### Try it:
Nothing may be left out, so copy every entry exactly.

### Records supplied:
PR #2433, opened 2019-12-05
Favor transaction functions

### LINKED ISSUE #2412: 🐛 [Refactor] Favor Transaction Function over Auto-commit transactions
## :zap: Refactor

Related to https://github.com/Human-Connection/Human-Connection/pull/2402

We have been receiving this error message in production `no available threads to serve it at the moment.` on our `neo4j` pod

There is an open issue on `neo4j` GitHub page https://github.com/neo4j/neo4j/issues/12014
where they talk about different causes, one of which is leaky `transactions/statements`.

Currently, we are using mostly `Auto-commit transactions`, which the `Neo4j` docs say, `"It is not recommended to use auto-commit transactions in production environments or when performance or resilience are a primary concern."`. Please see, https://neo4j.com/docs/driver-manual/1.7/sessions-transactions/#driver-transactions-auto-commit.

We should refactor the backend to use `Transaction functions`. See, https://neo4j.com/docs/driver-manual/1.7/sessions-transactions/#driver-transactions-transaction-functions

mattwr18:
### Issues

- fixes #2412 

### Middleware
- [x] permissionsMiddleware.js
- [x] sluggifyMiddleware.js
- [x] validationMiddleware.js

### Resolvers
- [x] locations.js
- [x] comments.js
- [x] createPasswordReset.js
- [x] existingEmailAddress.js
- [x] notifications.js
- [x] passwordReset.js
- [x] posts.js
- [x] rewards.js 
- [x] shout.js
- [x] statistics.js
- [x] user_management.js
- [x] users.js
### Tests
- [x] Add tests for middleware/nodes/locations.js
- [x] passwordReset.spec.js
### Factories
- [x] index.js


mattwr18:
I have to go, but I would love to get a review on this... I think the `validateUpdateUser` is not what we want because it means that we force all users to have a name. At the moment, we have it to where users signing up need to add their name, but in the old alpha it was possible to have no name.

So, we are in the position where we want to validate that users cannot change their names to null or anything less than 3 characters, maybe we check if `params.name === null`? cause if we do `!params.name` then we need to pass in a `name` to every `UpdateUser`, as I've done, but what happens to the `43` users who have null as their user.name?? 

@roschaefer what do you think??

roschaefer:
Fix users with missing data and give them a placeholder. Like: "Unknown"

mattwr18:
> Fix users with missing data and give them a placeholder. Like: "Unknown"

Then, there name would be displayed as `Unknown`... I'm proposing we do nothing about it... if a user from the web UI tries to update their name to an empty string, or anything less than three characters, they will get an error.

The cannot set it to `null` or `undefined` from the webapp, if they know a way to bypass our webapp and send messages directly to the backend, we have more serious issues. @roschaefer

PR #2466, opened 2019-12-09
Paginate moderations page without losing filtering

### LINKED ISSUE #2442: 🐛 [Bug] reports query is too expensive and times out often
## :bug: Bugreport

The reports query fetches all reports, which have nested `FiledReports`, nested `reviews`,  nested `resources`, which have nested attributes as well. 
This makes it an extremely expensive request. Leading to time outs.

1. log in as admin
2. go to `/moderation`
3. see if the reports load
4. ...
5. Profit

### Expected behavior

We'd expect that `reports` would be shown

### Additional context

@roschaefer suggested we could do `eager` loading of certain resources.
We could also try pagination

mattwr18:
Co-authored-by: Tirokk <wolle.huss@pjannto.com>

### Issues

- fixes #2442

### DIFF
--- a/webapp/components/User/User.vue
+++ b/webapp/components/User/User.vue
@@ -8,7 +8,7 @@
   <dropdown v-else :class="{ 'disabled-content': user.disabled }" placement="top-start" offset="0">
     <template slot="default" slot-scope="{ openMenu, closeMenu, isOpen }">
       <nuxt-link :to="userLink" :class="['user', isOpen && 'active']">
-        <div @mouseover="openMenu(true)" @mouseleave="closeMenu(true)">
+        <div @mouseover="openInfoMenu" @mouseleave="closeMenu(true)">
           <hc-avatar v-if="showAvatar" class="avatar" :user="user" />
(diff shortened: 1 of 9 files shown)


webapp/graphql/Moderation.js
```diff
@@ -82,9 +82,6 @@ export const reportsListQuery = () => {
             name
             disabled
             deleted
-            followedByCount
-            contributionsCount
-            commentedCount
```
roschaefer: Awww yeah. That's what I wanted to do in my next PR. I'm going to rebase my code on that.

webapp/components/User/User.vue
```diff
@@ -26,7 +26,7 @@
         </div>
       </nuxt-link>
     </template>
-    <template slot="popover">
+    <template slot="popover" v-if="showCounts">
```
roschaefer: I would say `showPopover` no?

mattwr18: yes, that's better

### Response to the task:
PR #2433, opened 2019-12-05
Favor transaction functions

### LINKED ISSUE #2412: 🐛 [Refactor] Favor Transaction Function over Auto-commit transactions
## :zap: Refactor

Related to https://github.com/Human-Connection/Human-Connection/pull/2402

We have been receiving this error message in production `no available threads to serve it at the moment.` on our `neo4j` pod

There is an open issue on `neo4j` GitHub page https://github.com/neo4j/neo4j/issues/12014
where they talk about different causes, one of which is leaky `transactions/statements`.

Currently, we are using mostly `Auto-commit transactions`, which the `Neo4j` docs say, `"It is not recommended to use auto-commit transactions in production environments or when performance or resilience are a primary concern."`. Please see, https://neo4j.com/docs/driver-manual/1.7/sessions-transactions/#driver-transactions-auto-commit.

We should refactor the backend to use `Transaction functions`. See, https://neo4j.com/docs/driver-manual/1.7/sessions-transactions/#driver-transactions-transaction-functions

mattwr18:
### Issues

- fixes #2412 

### Middleware
- [x] permissionsMiddleware.js
- [x] sluggifyMiddleware.js
- [x] validationMiddleware.js

### Resolvers
- [x] locations.js
- [x] comments.js
- [x] createPasswordReset.js
- [x] existingEmailAddress.js
- [x] notifications.js
- [x] passwordReset.js
- [x] posts.js
- [x] rewards.js 
- [x] shout.js
- [x] statistics.js
- [x] user_management.js
- [x] users.js
### Tests
- [x] Add tests for middleware/nodes/locations.js
- [x] passwordReset.spec.js
### Factories
- [x] index.js


mattwr18:
I have to go, but I would love to get a review on this... I think the `validateUpdateUser` is not what we want because it means that we force all users to have a name. At the moment, we have it to where users signing up need to add their name, but in the old alpha it was possible to have no name.

So, we are in the position where we want to validate that users cannot change their names to null or anything less than 3 characters, maybe we check if `params.name === null`? cause if we do `!params.name` then we need to pass in a `name` to every `UpdateUser`, as I've done, but what happens to the `43` users who have null as their user.name?? 

@roschaefer what do you think??

roschaefer:
Fix users with missing data and give them a placeholder. Like: "Unknown"

mattwr18:
> Fix users with missing data and give them a placeholder. Like: "Unknown"

Then, there name would be displayed as `Unknown`... I'm proposing we do nothing about it... if a user from the web UI tries to update their name to an empty string, or anything less than three characters, they will get an error.

The cannot set it to `null` or `undefined` from the webapp, if they know a way to bypass our webapp and send messages directly to the backend, we have more serious issues. @roschaefer

PR #2466, opened 2019-12-09
Paginate moderations page without losing filtering

### LINKED ISSUE #2442: 🐛 [Bug] reports query is too expensive and times out often
## :bug: Bugreport

The reports query fetches all reports, which have nested `FiledReports`, nested `reviews`,  nested `resources`, which have nested attributes as well. 
This makes it an extremely expensive request. Leading to time outs.

1. log in as admin
2. go to `/moderation`
3. see if the reports load
4. ...
5. Profit

### Expected behavior

We'd expect that `reports` would be shown

### Additional context

@roschaefer suggested we could do `eager` loading of certain resources.
We could also try pagination

mattwr18:
Co-authored-by: Tirokk <wolle.huss@pjannto.com>

### Issues

- fixes #2442

### DIFF
--- a/webapp/components/User/User.vue
+++ b/webapp/components/User/User.vue
@@ -8,7 +8,7 @@
   <dropdown v-else :class="{ 'disabled-content': user.disabled }" placement="top-start" offset="0">
     <template slot="default" slot-scope="{ openMenu, closeMenu, isOpen }">
       <nuxt-link :to="userLink" :class="['user', isOpen && 'active']">
-        <div @mouseover="openMenu(true)" @mouseleave="closeMenu(true)">
+        <div @mouseover="openInfoMenu" @mouseleave="closeMenu(true)">
           <hc-avatar v-if="showAvatar" class="avatar" :user="user" />
(diff shortened: 1 of 9 files shown)


webapp/graphql/Moderation.js
```diff
@@ -82,9 +82,6 @@ export const reportsListQuery = () => {
             name
             disabled
             deleted
-            followedByCount
-            contributionsCount
-            commentedCount
```
roschaefer: Awww yeah. That's what I wanted to do in my next PR. I'm going to rebase my code on that.

webapp/components/User/User.vue
```diff
@@ -26,7 +26,7 @@
         </div>
       </nuxt-link>
     </template>
-    <template slot="popover">
+    <template slot="popover" v-if="showCounts">
```
roschaefer: I would say `showPopover` no?

mattwr18: yes, that's better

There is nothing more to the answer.